Book
Rebel Cities: From the Right to the City to the Urban Revolution
📖 Overview
Rebel Cities examines the relationship between urban spaces and social movements through a Marxist analytical framework. The book investigates how cities have become central sites of capital accumulation and class struggle.
Harvey analyzes urban uprisings across history and geography, from the Paris Commune to Occupy Wall Street to the Arab Spring. He connects these movements to broader economic forces and the fight for control over urban resources and spaces.
The text presents case studies of housing markets, financial crises, and urban development projects to demonstrate how capital reshapes cities. Examples from London, Mumbai, and other global cities illustrate the patterns of urbanization and displacement.
This work advances critical theory about the role of cities in both enabling capitalist expansion and fostering revolutionary potential. The analysis suggests that urban space itself has become a key battleground in the struggle between market forces and collective human needs.
👀 Reviews
Readers describe this as a theoretical analysis of urbanization's role in capitalism and social movements, building on Henri Lefebvre's concepts.
Readers appreciated:
- Clear explanations of complex economic concepts
- Analysis of modern urban protest movements like Occupy Wall Street
- Connections between urban space and capital accumulation
- Historical examples that support the arguments
Common criticisms:
- Dense academic writing style
- Some sections feel repetitive
- Limited practical solutions offered
- Focus on theory over concrete examples
As one Goodreads reviewer noted: "Harvey excels at explaining why cities are central to capital but provides fewer insights into how to actually change them."
Ratings:
Goodreads: 4.0/5 (2,100+ ratings)
Amazon: 4.4/5 (40+ ratings)
The chapters on urban commons and the Right to the City received particular praise from academic readers, while general audiences found the sections on financial crises most accessible.
📚 Similar books
The Death and Life of Great American Cities by Jane Jacobs.
A foundational critique of modernist urban planning that explores how cities function as complex social ecosystems shaped by their inhabitants.
The New Urban Crisis by Richard Florida.
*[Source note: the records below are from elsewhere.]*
PR #768, opened 2016-06-30
Add gray

matzimowski:
gray secondary light is used as a page background color

screen shot 2016-06-30 at 11 19 10
screen shot 2016-06-30 at 11 20 55


aju:
OK

PR #779, opened 2016-07-05
Layout update

matzimowski:


src/components/layout/_layout.scss
```diff
@@ -8,7 +8,7 @@ $layoutBorderRadius: 8px;
   &__container {
     display: flex;
     flex-direction: column;
-    align-items: flex-start;
+    align-items: stretch;
```
kdzwinel: that's an initial value Mati, you should know that, you are a grown man!

kdzwinel: and please reverse that push you just did

kdzwinel: yes, do it

kdzwinel:
good job!

PR #780, opened 2016-07-06
Add align-items: flex-start on layout container on large screen

matzimowski:
before
screen shot 2016-07-06 at 08 48 27

after
screen shot 2016-07-06 at 08 48 27


aju:
OK

PR #793, opened 2016-07-08
Make colors copy'able (?) and change the design a bit.

kdzwinel:
I had to simplify the design a bit to keep things nice & easy:

screen shot 2016-07-08 at 14 01 26


aju:
OK

vergilius:
looks better 👍

PR #816, opened 2016-07-22
Update sg-avatar to be display block

aju:
closes https://github.com/brainly/style-guide/issues/815
fixes issue with weird spacing around avatars


matzimowski:
OK

vergilius:
maybe it'll also fix issue with `perspective: 1px` 👍

PR #818, opened 2016-07-22
Add break words option for sg-text

aju:


matzimowski:
BREAKING WORD
OK

vergilius:
dont break given word 👍 give up

aju:
@matzimowski @vergilius this is not standard value but ill help in chrome/safari!

matzimowski:
@aju good enough

PR #824, opened 2016-08-30
Add set of new icons

matzimowski:
screen shot 2016-08-30 at 15 58 21


aju:
Ok

kdzwinel:
OK

src/sass/_config.scss
```diff
@@ -1,5 +1,4 @@
-/*
- DO NOT USE THESE COLORS DIRECTLY!
+/* DO NOT USE THESE COLORS DIRECTLY!
```
vergilius: this might be removed, as we do not follow this rule anymore

vergilius:
👍

src/sass/_config.scss
matzimowski: clever one!

aju:
Ok

PR #838, opened 2016-09-26
Update links

aju:
resolves https://github.com/brainly/style-guide/issues/831
screen shot 2016-09-26 at 14 21 32


matzimowski:
OK

PR #857, opened 2016-10-24
Remove useless padding from avatar icon

matzimowski:
before:
screen shot 2016-10-24 at 14 16 05

after:
screen shot 2016-10-24 at 14 16 10

### DIFF
--- a/src/components/avatar/_avatar.scss
+++ b/src/components/avatar/_avatar.scss
@@ -32,7 +32,6 @@ $includeHtml: false !default;
       width: 100%;
 
       &--icon {
-        padding-top: 3px;
         background-color: $avatarDefaultBackgroundColor;
       }
     }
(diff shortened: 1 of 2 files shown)


src/components/avatar/_avatar.scss
```diff
@@ -32,27 +32,18 @@ $includeHtml: false !default;
...
-        padding-top: 3px;
         background-color: $avatarDefaultBackgroundColor;
       }
     }
 
     &--small {
       width: $avatarSmallSize;
       height: $avatarSmallSize;
-
-      .sg-avatar__image--icon {
```
kdzwinel: do we use `sg-avatar__image--icon` for anything else? If not, we should get rid of it from the HTML IMO

kdzwinel: ah, we still use it for `background-color`, my bad.

matzimowski: yep, ack please :*

PR #876, opened 2016-12-08
Icon as button update - adding transparent version to action buttons.

burakukula:
icons-update

### DIFF
--- a/src/components/buttons/_icon-as-button.scss
+++ b/src/components/buttons/_icon-as-button.scss
@@ -151,6 +151,7 @@ $includeHtml: false !default;
       border-radius: 50%;
 
       &:hover {
+        fill: $iconAsButtonLightColor;
         background: $iconAsButtonTransparentColor;
       }
     }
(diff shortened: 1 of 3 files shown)


src/components/buttons/_icon-as-button.scss
```diff
@@ -151,6 +151,7 @@ $includeHtml: false !default;
       border-radius: 50%;
 
       &:hover {
+        fill: $iconAsButtonLightColor;
```
aju: why we need it?

aju:
@burakukula I would present it as a group (look at `Action` and `Action + square`) @kdzwinel WDYT ?

src/components/buttons/_icon-as-button.scss
burakukula: @aju `--light` overwrites this fill and we need it white on hover.

kdzwinel:
if we treat it as a color it should be everywhere, if we treat it as a type it should be in a separate group. TBH IDK how to think about this one

src/components/buttons/_icon-as-button.scss
aju: Then we need to do it like `&--action {` where blue is our main color

PR #881, opened 2016-12-12
Layout updates

kdzwinel:
## 1

ATM `document.body` has 💩 dimensions because of our header always being `fixed` and content containers having weird margins.

body-before

This PR fixes that.

## 2

ATM document size can be smaller than the viewport which looks 💩

before-large
before-medium
before-small

This PR fixes that also:

after-large
after-medium
after-small

Tested on Chrome/FF/Safari.

### DIFF
--- a/src/components/layout/_layout.scss
+++ b/src/components/layout/_layout.scss
@@ -5,9 +5,14 @@ $layoutContainerMarginTop: $headerHeight;
 $layoutGapWidth: gutter(5 / 6);
 
 .sg-layout {
+  min-height: 100vh;
+  display: flex;
+  flex-direction: column;
+
   &__container {
     display: flex;
     flex-direction: column;
+    flex-grow: 1;
     max-width: $layoutMaxWidth;
     margin: $layoutContainerMarginTop auto;
 
@@ -73,7 +78,6 @@ $layoutGapWidth: gutter(5 / 6);
 
   &__content {
     min-width: 0;
-    flex-grow: 1;
     flex-shrink: 0;
     padding: 0;
     width: 100%;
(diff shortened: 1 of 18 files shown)


src/components/layout/_layout.scss
```diff
@@ -5,9 +5,14 @@ $layoutContainerMarginTop: $headerHeight;
...
 
 .sg-layout {
+  min-height: 100vh;
+  display: flex;
+  flex-direction: column;
+
   &__container {
     display: flex;
     flex-direction: column;
+    flex-grow: 1;
```
kdzwinel: container, that keeps all page content, grows pushing footer to the bottom

src/components/layout/_layout.scss
```diff
@@ -73,14 +78,14 @@ $layoutGapWidth: gutter(5 / 6);
...
     min-width: 0;
-    flex-grow: 1;
     flex-shrink: 0;
     padding: 0;
     width: 100%;
 
     @include sgBreakpoint(large-only) {
       max-width: calc(100% - #{$layoutAsideWidth + $layoutGapWidth});
       flex-basis: 1px;
+      flex-grow: 1;
```
kdzwinel: main content should grow only on desktop, pushing "aside content" to the right. On mobile it shouldn't grow because it will create a gap between main content and "aside content" which, on mobile, is below

src/components/layout/layout_large.html
```diff
@@ -30,6 +32,14 @@
 
       </div>
     </div>
+
```
kdzwinel: I've added 'Footer' to our layout demos

PR #1671, opened 2019-11-17
Round buttons

burakukula:
This component was implemented in `style-guide-next` and it's used on new HP for not logged in user. We would like to introduce it into SG to maybe replace `style-guide-next` with the current one and in the future, for this component to replace `IconAsButton` component:

Screenshot 2019-11-17 at 22 44 19


src/components/round-buttons/RoundButton.jsx
```diff
@@ -0,0 +1,92 @@
...
+  /**
+   * Icon types for round buttons
+   * @example <RoundButton iconType="answer" />
+   * @see type="points" https://styleguide.brainly.com/latest/docs/interactive.html?type="points"#round-buttons
+   * @see type="heart" https://styleguide.brainly.com/latest/docs/interactive.html?type="heart"#buttons
+   */
+  iconType?: $Values<typeof TYPE>,
+  /**
+   * Color variants for round buttons
+   * @example <RoundButton color="black-base-500" />
```
burakukula: I introduce the same naming as we do in `style-guide-next` for colors. The plan is to switch to this naming with all the colors in the future. WDYT?

matzimowski: but it means in app we will need to use different namings for colors? i am not sure if it's good idea and if it should not be introduced separately.

PR #1680, opened 2019-11-28
Fix Round Button PropsType and Docs

bartoszlorek:


src/components/round-buttons/RoundButton.jsx
```diff
@@ -52,6 +52,7 @@ export type RoundButtonPropsType = {
    * Additional class names
    */
   className?: string,
+  ...
```
bartoszlorek: because later `...props`

PR #1689, opened 2019-12-16
Fixme for form elements

burakukula:
Small adjustments for inputs and other for elements (moved from fixme)
The main visual change is icon size for select:

For normal size icon x16 for large we keep x24:

Screenshot 2019-12-16 at 10 45 26


src/components/form-elements/Select.jsx
```diff
@@ -10,7 +10,7 @@ type OptionsPropsType = {
   ...
 };
 
-type SelectSizeType = 'small' | 'normal';
+type SelectSizeType = 'normal' | 'large';
```
burakukula: ups, I forgot about it in prev PR

PR #1690, opened 2019-12-18
Use new mobile logotypes in HomeButton and get ride of old ones

matzimowski:
- brainly plus stays untouched

before:
Screenshot 2019-12-18 at 16 36 33

after:
Screenshot 2019-12-18 at 16 40 40


src/components/home-button/_home-button.scss
```diff
@@ -1,5 +1,5 @@
-$homeButtonMobileHeight: 36px;
-$homeButtonDefaultHeight: 36px;
+$homeButtonMobileHeight: 32px;
```
matzimowski: change of size requested by design team

PR #1693, opened 2019-12-23
New labels

burakukula:
They will replace Badge (currently we use only mustard badge on prod, so this will be quick migration)

Screenshot 2019-12-23 at 15 03 20
Screenshot 2019-12-23 at 15 03 28

labels mov

### DIFF
--- a/src/components/labels/Label.jsx
+++ b/src/components/labels/Label.jsx
@@ -54,7 +54,7 @@ export const LABEL_COLORS_SET = {
   MONO: 'mono',
 };
 
-type PropsType = {
+type PropsType = $ReadOnly<{
   /**
    * Specify type of label
    * @example <Label
@@ -123,7 +123,7 @@ type PropsType = {
    */
   className?: string,
   ...
-};
+}>;
 
 const Label = ({
   children,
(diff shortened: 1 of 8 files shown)


src/components/labels/Label.jsx
```diff
@@ -0,0 +1,183 @@
+// @flow strict
+
+import React from 'react';
+import type {Node} from 'react';
+import classNames from 'classnames';
+import Text from '../text/Text';
+import * as IconModule from '../icons/Icon';
```
matzimowski: import Icon, {TYPE: ICON_TYPE} from '../icons/Icon';`?

src/components/labels/Label.jsx
```diff
@@ -0,0 +1,183 @@
...
+  /**
+   * Children to be rendered inside Label
+   * @example <Label
+   *           type="default"
+   *           color="blue"
+   *          >
+   *            example label
+   *          </Label>
+   */
+  children: Node,
```
matzimowski: should we allow to define children? i know we did in the past, but i know not sure if it's needed here now. wdyt?

src/components/labels/Label.jsx
burakukula: 🧐

burakukula: @matzimowski This import would not work I think, there is no export of `ICON_TYPE`. I need to also use `IconTypeType` which I get from `IconModule `. I saw we do it this way in `IconAsButton`. But maybe there is a better way...

matzimowski: ok, let's stick to what we have. 👌

Issue #1412, opened 2018-03-07
RWDhelper should work with multiple elements


matikrk:
Add to RWDhelper possibility to add multiple children.
Use React.Children.map for this, if problems with returning, return fragment with all childrens

useful links:
 https://reactjs.org/docs/react-api.html#reactchildren

PR #1700, opened 2020-01-03
Add handling of array and React.Fragment as children in RWDHelper

matzimowski:
Fixes https://github.com/brainly/style-guide/issues/1412

### DIFF
--- a/src/components/helpers/RwdHelper.jsx
+++ b/src/components/helpers/RwdHelper.jsx
@@ -32,13 +32,17 @@ const RwdHelper = ({hide, children}: PropsType) => {
 
   const hideClass = `sg-hide-for-${hide}`;
 
-  if (typeof children === 'string') {
+  if (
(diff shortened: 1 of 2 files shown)


matzimowski:
good point @matikrk. actually it's your issue i was trying to solve. i agree we should not use this component if not needed, maybe let's close this issue then?

src/components/helpers/RwdHelper.jsx
```diff
@@ -32,13 +32,17 @@ const RwdHelper = ({hide, children}: PropsType) => {
 
   const hideClass = `sg-hide-for-${hide}`;
 
-  if (typeof children === 'string') {
+  if (
+    typeof children === 'string' ||
```
maciekbb: @matzimowski I think you could type it with flow https://flow.org/en/docs/react/children/

PR #1706, opened 2020-01-14
Prepare style-guide for publishing to npm

maciekbb:
This will allow to use style-guide without compiling it with babel first.

To generate a `build/` folder I added a `package` task.


.babelrc.js
```diff
@@ -8,9 +8,9 @@ const babelEnv = params => [
 module.exports = api => {
   api.cache(true);
   return {
-    presets: [babelEnv({modules: false}), '@babel/preset-react'],
+    presets: [babelEnv({modules: false}), '@babel/preset-react', '@babel/preset-flow'],
     plugins: [
-      '@babel/plugin-transform-flow-strip-types',
+      '@babel/plugin-transform-runtime',
```
maciekbb: This is needed so babel helpers are imported instead of being inlined.

This probably means `@babel/runtime` should be added as peep dependency, am I right?

.babelrc.js
```diff
@@ -8,9 +8,9 @@ const babelEnv = params => [
 module.exports = api => {
   api.cache(true);
   return {
-    presets: [babelEnv({modules: false}), '@babel/preset-react'],
+    presets: [babelEnv({modules: false}), '@babel/preset-react', '@babel/preset-flow'],
     plugins: [
-      '@babel/plugin-transform-flow-strip-types',
```
vergilius: can this affect our app current build process?

build/components/layout/iframe-pages/layout_large.js
```diff
@@ -0,0 +1,34 @@
+import React from 'react';
```
vergilius: @maciekbb can we exclude this path: `iframe-pages`? it looks like this is used only for building demo page

package.json
```diff
@@ -84,7 +86,8 @@
     "watch": "gulp build && gulp watch & yarn start",
     "test": "yarn run scss-lint && yarn run scss-unused-variables && yarn flow && yarn run js-lint && jest",
     "eslint": "./node_modules/.bin/eslint",
-    "beta:watch": "webpack-dev-server --hot --inline --open --watch --mode=development"
+    "beta:watch": "webpack-dev-server --hot --inline --open --watch --mode=development",
+    "package": "yarn babel src --out-dir build --only 'src/components' --only 'src/index.js' --ignore '**/*.spec.jsx' --ignore '**/pages/**' --ignore '**/__mocks__/**'"
```
vergilius: lets ignore `iframe-pages`

.babelrc.js
maciekbb: I put flow preset there instead, I think it does the same thing

vergilius: aw right, didn't connect the dots immediately, sorry 👍

aju:
@maciekbb did you consider building it on install instead on committing to repo ?

maciekbb:
@aju This would mean one more step in build pipeline.

Looking at some resources online (like https://betterstack.dev/blog/npm-package-best-practices/#heading-directory-structure-conventions) I think this is a good practise to have dist/ folder published.

aju:
@maciekbb yeah but style guide is not published :) - I was thinking about using npm post install script option not a build step :)

maciekbb:
@aju I think we could publish it to npm actually.

`yarn package` can be run in `preversion` hook to guarantee we have build folder up to date.

aju:
@maciekbb yeah its an option as well :)
I was thinking still for now about postinstall  https://docs.npmjs.com/misc/scripts - it would have to be build on developer machine on install time

PR #1713, opened 2020-01-29
Remove outline none property and fix hover in IconAsButton on touch devices

ElaLukaszewicz:
- remove ```outline: none``` property
- fix hover in IconAsButton on touch devices: change css on `active` instead of `hover` -> hover state stays after mouse click on mobile and it should be visible only during click

Before:
old

After:
new

### DIFF
--- a/src/components/icon-as-button/_icon-as-button.scss
+++ b/src/components/icon-as-button/_icon-as-button.scss
@@ -61,7 +61,6 @@ $includeHtml: false !default;
     display: inline-flex;
     background: none;
     border: none;
-    outline: none;
     padding: 0;
     cursor: pointer;
     overflow: visible;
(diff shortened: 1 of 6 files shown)


src/components/icon-as-button/_icon-as-button.scss
```diff
@@ -141,20 +159,22 @@ $includeHtml: false !default;
...
 
     &--action-active {
       background: $iconAsButtonColor;
       fill: $iconAsButtonActionColor;
       border-radius: 50%;
 
-      &:hover {
-        fill: $iconAsButtonActionColor;
-      }
-
```
ElaLukaszewicz: it's unnecessary,  this fill is in all states

PR #1714, opened 2020-01-30
add onKeyDown prop, role and tabIndex to close Icon in TopLayer

ElaLukaszewicz:
add onKeyDown prop, role and tabIndex to close Icon in TopLayer for accessibility reasons

### DIFF
--- a/src/components/toplayer/TopLayer.jsx
+++ b/src/components/toplayer/TopLayer.jsx
@@ -16,7 +16,9 @@ export const SIZE = {
 export type PropsType = {
   children: Node,
   onClose?: (SyntheticMouseEvent<HTMLDivElement>) => mixed,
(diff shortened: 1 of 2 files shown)


src/components/toplayer/TopLayer.jsx
```diff
@@ -74,7 +76,13 @@ const TopLayer = (props: PropsType) => {
   return (
     <div {...additionalProps} className={topLayerClassName}>
       {onClose ? (
-        <div className="sg-toplayer__close" onClick={onClose}>
+        <div
+          className="sg-toplayer__close"
+          onClick={onClose}
+          onKeyDown={onKeyDown}
```
matzimowski: `onCloseButtonKeyDown` or similar, wdyt?

PR #348, opened 2021-08-14
Improve Frontend -> Backend user input system

### LINKED ISSUE #124: Change how Vue sends input to the backend

### LINKED ISSUE #291: Fix console warning when releasing a mouse press inside the canvas started outside
Click somewhere outside the canvas (in the Vue part of the UI) and drag your mouse into the document canvas, then release the click. You'll see the following error show up each time in the JS console.

Keavon:
Includes refactor that sends coordinates of the document viewports to the backend so input is sent relative to the application window
Closes #124
Fixes #291

---
This change is [Reviewable](https://reviewable.io/reviews/graphiteeditor/graphite/348)

### DIFF
--- a/editor/src/input/input_preprocessor.rs
+++ b/editor/src/input/input_preprocessor.rs
@@ -93,6 +93,8 @@ impl MessageHandler<InputPreprocessorMessage, ()> for InputPreprocessor {
 				responses.push_back(InputMapperMessage::KeyUp(key).into());
 			}
 			InputPreprocessorMessage::BoundsOfViewports(bounds_of_viewports) => {
+				assert_eq!(bounds_of_viewports.len(), 1, "Only one viewport is currently supported");
+
 				for bounds in bounds_of_viewports {
 					let new_size = bounds.size();
 					let existing_size = self.viewport_bounds.size();
--- a/editor/src/input/input_preprocessor.rs
+++ b/editor/src/input/input_preprocessor.rs
@@ -1,7 +1,7 @@
 use std::usize;
 
 use super::keyboard::{Key, KeyStates};
-use super::mouse::{MouseKeys, MouseState, ScrollDelta, ViewportPosition};
+use super::mouse::{EditorMouseState, MouseKeys, MouseState, ViewportBounds};
 use crate::message_prelude::*;
 use bitflags::bitflags;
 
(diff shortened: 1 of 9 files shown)


editor/src/input/input_preprocessor.rs
```diff
@@ -77,15 +92,24 @@ impl MessageHandler<InputPreprocessorMessage, ()> for InputPreprocessor {
...
-				responses.push_back(
-					graphene::Operation::TransformLayer {
-						path: vec![],
-						transform: glam::DAffine2::from_translation((size - self.viewport_size) / 2.).to_cols_array(),
-					}
-					.into(),
-				);
-				self.viewport_size = size;
+			InputPreprocessorMessage::BoundsOfViewports(bounds_of_viewports) => {
+				for bounds in bounds_of_viewports {
```
TrueDoctor, line 96: Putting this in a for loop is just confusing

TrueDoctor: I would prefer if it would at least panic if anything other than one viewport was supplied because this will otherwise lead to bugs in the future

editor/src/input/mouse.rs
```diff
@@ -3,6 +3,26 @@ use glam::DVec2;
...
+impl ViewportBounds {
+	pub fn from_slice(slice: &[f64]) -> Self {
+		Self {
+			top_left: DVec2::from_slice(&slice[0..2]),
+			bottom_right: DVec2::from_slice(&slice[2..4]),
+		}
+	}
+
+	pub fn size(&self) -> DVec2 {
+		DVec2::new(self.bottom_right.x - self.top_left.x, self.bottom_right.y - self.top_left.y)
```
TrueDoctor, line 23: `self.bottom_right - self.top_left`

editor/src/input/input_preprocessor.rs
Keavon: Why would iterating through a list in a for loop be confusing?

TrueDoctor: because you set overwrite the value in each iteration which is unexpected

frontend/src/utilities/input.ts
```diff
@@ -48,24 +52,76 @@ export async function handleKeyDown(e: KeyboardEvent) {
...
+	if (dialogIsVisible() && !inDialog) {
+		dismissDialog();
 		e.preventDefault();
 		e.stopPropagation();
 	}
+
+	if (inCanvas) viewportMouseInteractionOngoing = true;
+
+	if (viewportMouseInteractionOngoing) {
+		const modifiers = makeModifiersBitfield(e.ctrlKey, e.shiftKey, e.altKey);
```
TrueDoctor, line 89: why don't you just pass the event? I guess for cleanliness but probably performs worse

frontend/src/utilities/input.ts
```diff
@@ -48,24 +52,76 @@ export async function handleKeyDown(e: KeyboardEvent) {
...
+	const viewports = Array.from(document.querySelectorAll(".canvas"));
+	const boundsOfViewports = viewports.map((canvas) => {
+		const bounds = canvas.getBoundingClientRect();
+		return [bounds.left, bounds.top, bounds.right, bounds.bottom];
+	});
+
+	const flattened = boundsOfViewports.flat();
+	const data = Float64Array.from(flattened);
+
+	if (!boundsOfViewports.length) return;
```
TrueDoctor, line 122: Is it common practise to cast numbers to bools in js? in rust we would prefer .is_epmty() or .len() ==0

TrueDoctor (approved):

PR #351, opened 2021-08-16
Change scrollbar behaviour

0HyperCube:
Change some of the behavour from #328

---
This change is [Reviewable](https://reviewable.io/reviews/graphiteeditor/graphite/351)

This work examines the contemporary challenges of gentrification, inequality, and segregation in modern cities through economic and social analysis.
If Mayors Ruled the World by Benjamin R. Barber. The book presents cities as solutions to global problems and examines urban governance as an alternative to nation-state politics.
City of Quartz by Mike Davis. An examination of Los Angeles's urban development reveals the intersection of power, space, and social control in modern cities.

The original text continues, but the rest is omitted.